Но нам обоим страшно хотелось провернуть что-то такое, чего еще мир доселе не видывал. Уж не знаю — зачем. Может, потому, что все вокруг казалось нам таким мелким — даже море!.. и таким низким — даже грот-мачта галеона "Святая Мария"! Ей Богу, брось нас тогда кто в море в самом глубоком месте с пушечным ядром в ногах — не утонули бы на этой мелкоте! Сам черт нам был не брат, а верный прислужник. Йй-е-ех!

Муж. Жаль, что этот черт тогда же не забрал тебя к своей матери… Не сидел бы я сейчас в кухне, как швед под Полтавой.

Жена. Француз. Не швед, а француз. Трехмачтовый французский фрегат, под завязку нагруженный английским сукном, брюссельскими кружевами и итальянским бархатом. Он стоял тогда в Нью-Провиденс, поправляя такелаж и запасаясь водой и солониной перед последним переходом в Новый Орлеан. А его команда в количестве шестидесяти жан-жаков дружно накачивалась ромом в портовых кабаках.

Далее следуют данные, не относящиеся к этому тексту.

Issue #5635, opened 2021-05-04
Attacks Against Sitting Enemy Players Do Not Crit


Azcobu:
#### WHAT CLIENT DO YOU PLAY ON?

- [ ] enGB
- [x] enUS
- [ ] other (specify)

##### FACTION

- [x] Alliance
- [x] Horde

##### CONTENT PHASE:

- [x] Generic
- [ ] 1-19
- [ ] 20-29
- [ ] 30-39
- [ ] 40-49
- [ ] 50-59

##### CURRENT BEHAVIOUR:

Original report: https://github.com/chromiecraft/chromiecraft/issues/524

When you use a melee ability on an enemy player that is sitting it does not guarantee a critical strike.

Tester's notes - had two of my characters duel, one sitting down after every second attack while the other one kept melee attacking.

Auto attacks showed no variation between sitting and standing:
![WoWScrnShot_050421_224918](https://user-images.githubusercontent.com/81782124/117009965-7569d080-ad2b-11eb-8d6c-7c5baa3896aa.jpg)

The report specified melee abilities, which means auto-attack might not count. so tried with Ravage:
![WoWScrnShot_050421_230103](https://user-images.githubusercontent.com/81782124/117011264-cfb76100-ad2c-11eb-9283-34f38812e06d.jpg)

And then Mangle:
![WoWScrnShot_050421_230132](https://user-images.githubusercontent.com/81782124/117011298-d80f9c00-ad2c-11eb-91d2-b2ca9790f50b.jpg)

As you can see, there's no difference between any of the attacks, although every second one was against a sitting target. (Also, feral druids can apparently use Prowl while in combat in duels now, which may need another ticket.)

##### EXPECTED BLIZZLIKE BEHAVIOUR:

When you use a melee ability (something like backstab or shred) or an melee autoattack on a target that is sitting down it should give that one melee strike a 100% crit chance.

From https://wowpedia.fandom.com/wiki/Sit?oldid=1656296:
"Melee attacks against a sitting target automatically hit and cause double damage. The first damage taken while sitting will cause a target to immediately stand. The double damage registers as a critical hit in the combat log, but does not trigger abilities as a normal crit would (such as the Fury Warrior talent: Enrage)"

##### STEPS TO REPRODUCE THE PROBLEM:

best way to reproduce would be dueling i guess
1. Duel another player
2. Tell him to sit down. 
3. Use any melee ability on that target
4. proceed to not get a crit with that ability

[...]

PR #5872, opened 2021-05-15
fix(CORE/UNIT) Fix criticals not working against sitting players.

Maxproz:
**Description:**
The issue is that we set the enemy player into the stand state when we put them into combat.
As a result, when we check to see if they are in the sit state later, its always false.
So the only way you were getting a critical was with the base crit chance.

With this fix if an enemy player is sitting. And you swing at them you will always crit.
This also removes the chance to miss or dodge when sitting down, which I believe is blizzlike, and saves me from passing around a ton of parameters, or having to cache the state inside of the class.

https://github.com/azerothcore/azerothcore-wotlk/issues/5635

## Changes Proposed:
-  Cache the sit state of the enemy player at the start of the attack state sequence.
- Pass the cached sit state into the CalculateMeleeDamage function later on.

## Issues Addressed:

- Closes 
- https://github.com/azerothcore/azerothcore-wotlk/issues/5635

## Tests Performed:

- Builds without errors

## How to Test the Changes:

1. Create 2 Accounts
2. Create 2 Nightelves 
3. Run outside starting zone
4. Duel eachother
5. Have 1 player sit 
6. Auto attack sitting player

An argument could be made about whether it should be possible to miss an attack on sitting player.

### DIFF
--- a/src/server/game/Entities/Unit/Unit.cpp
+++ b/src/server/game/Entities/Unit/Unit.cpp
@@ -1297,7 +1297,7 @@ void Unit::DealSpellDamage(SpellNonMeleeDamage* damageInfo, bool durabilityLoss)
 }
 
 // TODO for melee need create structure as in
-void Unit::CalculateMeleeDamage(Unit* victim, uint32 damage, CalcDamageInfo* damageInfo, WeaponAttackType attackType)
+void Unit::CalculateMeleeDamage(Unit* victim, uint32 damage, CalcDamageInfo* damageInfo, WeaponAttackType attackType, const bool sittingVictim)
 {
     damageInfo->attacker         = this;
     damageInfo->target           = victim;
@@ -1365,8 +1365,15 @@ void Unit::CalculateMeleeDamage(Unit* victim, uint32 damage, CalcDamageInfo* dam
     else
         damageInfo->damage = damage;
 
-    damageInfo->hitOutCome = RollMeleeOutcomeAgainst(damageInfo->target, damageInfo->attackType);
-
+    if (sittingVictim)
+    {
+        damageInfo->hitOutCome = MELEE_HIT_CRIT;
+    }
+    else
+    {
+        damageInfo->hitOutCome = RollMeleeOutcomeAgainst(damageInfo->target, damageInfo->attackType);
+    }
+    
     switch (damageInfo->hitOutCome)
     {
         case MELEE_HIT_EVADE:
@@ -2198,6 +2205,9 @@ void Unit::AttackerStateUpdate(Unit* victim, WeaponAttackType attType, bool extr
     if ((attType == BASE_ATTACK || attType == OFF_ATTACK) && !IsWithinLOSInMap(victim))
         return;
 
+    // CombatStart puts the target into stand state, so we need to cache sit state here to know if we should crit later
+    const bool sittingVictim = victim->GetTypeId() == TYPEID_PLAYER && victim->IsSitState() ? true : false;
+
     CombatStart(victim);
     RemoveAurasWithInterruptFlags(AURA_INTERRUPT_FLAG_MELEE_ATTACK);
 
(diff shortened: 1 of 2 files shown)


Kitzunu:
Should it crit for all emote states? Or only sit?

Branel:
Sit would be the only case, I don't think there is a case to be made about not missing if the target is sitting down, as it might sounds reasonable it probably didnt work like that.

Maxproz:
I can easily include missing. Just let me know what production wants and I will modify as needed.

Branel:
Something that needs to be noted is that after TBC it was patched that yes the player would take a crit while taking damage but there would be no proccs from the crit, i.e a fury warrior would not get enraged from taking a crit while sitting down. Is this adressed in your PR?

Maxproz:
Rage generation runs through separate functions and was not part of the code I looked at.

Maxproz:
If the rage thing is still a problem you can assign it to me and I will fix it.

Branel:
Laying down is another case where the player should be affected by a critical strike according to [gamepedia](https://wowwiki-archive.fandom.com/wiki/Critical_strike), might need some more research but it makes sense.

If you can adress the enrage proccs and maybe even there are some similar spells that might be affected that would be great.

Good job so far though!

Maxproz:
Added laying down crits.
Added missing possibility.

src/server/game/Entities/Unit/Unit.cpp
```diff
@@ -1367,6 +1367,10 @@ void Unit::CalculateMeleeDamage(Unit* victim, uint32 damage, CalcDamageInfo* dam
 
     damageInfo->hitOutCome = RollMeleeOutcomeAgainst(damageInfo->target, damageInfo->attackType);
 
+    // If the victim was a sitting player and we didn't roll a miss, then crit.
+    if (sittingVictim && damageInfo->hitOutCome != MELEE_HIT_MISS)
+        damageInfo->hitOutCome = MELEE_HIT_CRIT;
```
FrancescoBorzi, line 1372: brackets please

Kitzunu:
```
Codestyle check script:

  Checking RegEx: '\t'
  Checking RegEx: '[[:blank:]]$'
src/server/game/Entities/Unit/Unit.cpp:1376:    

Remove whitespace at the end of the lines above
```

Maxproz:
> ```
> Codestyle check script:
> 
>   Checking RegEx: '\t'
>   Checking RegEx: '[[:blank:]]$'
> src/server/game/Entities/Unit/Unit.cpp:1376:    
> 
> Remove whitespace at the end of the lines above
> ```

No idea, lol. 

My environment has no whitespace there. 
image

Branel:
The whitespace before switch is what causes the codestyle error.

Branel (commented):
The whitespace before switch is what causes the codestyle error.

Maxproz:
> The whitespace before switch is what causes the codestyle error.

I removed the empty line and it passed, but I feel like this is an error in the code style checker. 
Looks and reads much better with it.

Azcobu:
Tested:
- base case, melee vs sitting target: crits as expected.
- melee vs target lying down: crits as expected.

However, have run into a problem with **stealthed** attacks vs sitting targets. Tested on my druid, and Ravage attacks from stealth vs a sitting target do not automatically crit as they should. Here's the combat log - each Ravage is from stealth against a sitting target:
WoWScrnShot_051821_214827

I also tried stealth attacks vs a lying down target, and they did not automatically crit either.

On the whole I think you've done a great job here, there's just this one odd corner case to address.

Maxproz:
@FrancescoBorzi We should merge this fix and write a new bug for the stealth target not critting.

It will require deeper investigation and I don't have time until the weekend.

FrancescoBorzi (approved):

FrancescoBorzi:
good job @Maxproz and thanks @Azcobu and @Branel for testing/reviewing this one!

Azcobu:
Want me to create a new ticket for the remaining issue, or is that unnecessary?

Branel:
We merge this and create two new reports that details the no enrage procc and the stealth issue separately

"Анна, — сказал мне Пьер Анютины Глазки. — Анна Бонни. Мы возьмем этого француза со всеми потрохами, и мы сделаем это вдвоем, ты и я."

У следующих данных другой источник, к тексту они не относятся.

PR #5877, opened 2021-05-15
fix(CI): replace clang-9 with clang-8

FrancescoBorzi:
Context: https://stackoverflow.com/questions/67537679/clang9-steady-clocknow-causing-timeout-the-monitored-command-dumped-core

"Ха! — сказала я. — У нас нет ничего, кроме двух сабель и четырех пистолетов. У нас даже нету никакой паршивой посудины, чтоб хотя бы отвалить от пирса. И с этим ты собираешься брать сорокапятипушечный фрегат, битком набитый пьяными лягушатниками и причем делать это в открытом море? Я поняла тебя правильно?"

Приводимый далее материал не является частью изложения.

PR #64, opened 2017-01-29
extend bz_ePlayerDieEventData to v2 

JeffM2501:
to add flag killed  with that @allejo wanted
will solve issue Flag dropped data in bz_ePlayerDieEvent #1 
is not breaking and rather trivial to implement.

### DIFF
--- a/include/bzfsAPI.h
+++ b/include/bzfsAPI.h
@@ -489,6 +489,15 @@ public:
    bz_PlayerUpdateState state;
 };
 
+class BZF_API bz_PlayerDieEventData_V2 : public bz_PlayerDieEventData_V1
+{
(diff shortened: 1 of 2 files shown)


allejo:
The reason I put the issue on hold until 2.6 is because clients send a drop flag message before they send the death message.

https://github.com/BZFlag-Dev/bzflag/blob/a7f17f522596dabc41f0c3ff6b427502eece1806/src/bzfs/bzfs.cxx#L3187-L3189

I'm not familiar with the client's code so I can't confirm but that's what bzfs makes note of and that's what I saw when I was testing things (unless I missed something). This PR as-is, doesn't work though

"Именно так, — сказал Пьер. — В самую точку. Ты всегда была понятливой девочкой."

Мы встретили француза на выходе с Большой Багамской Банки. Как и хотел Пьер, мы были с ним вдвоем на раздолбанном бриге, из тех, что багамские власти конфискуют у схваченных за руку незадачливых пиратов. Накануне ночью мы увели его из порта при помощи нескольких пьеровых дружков. Бывшие хозяева брига уже сплясали свой последний танец на виселицах Рыночной площади, так что возражать было некому.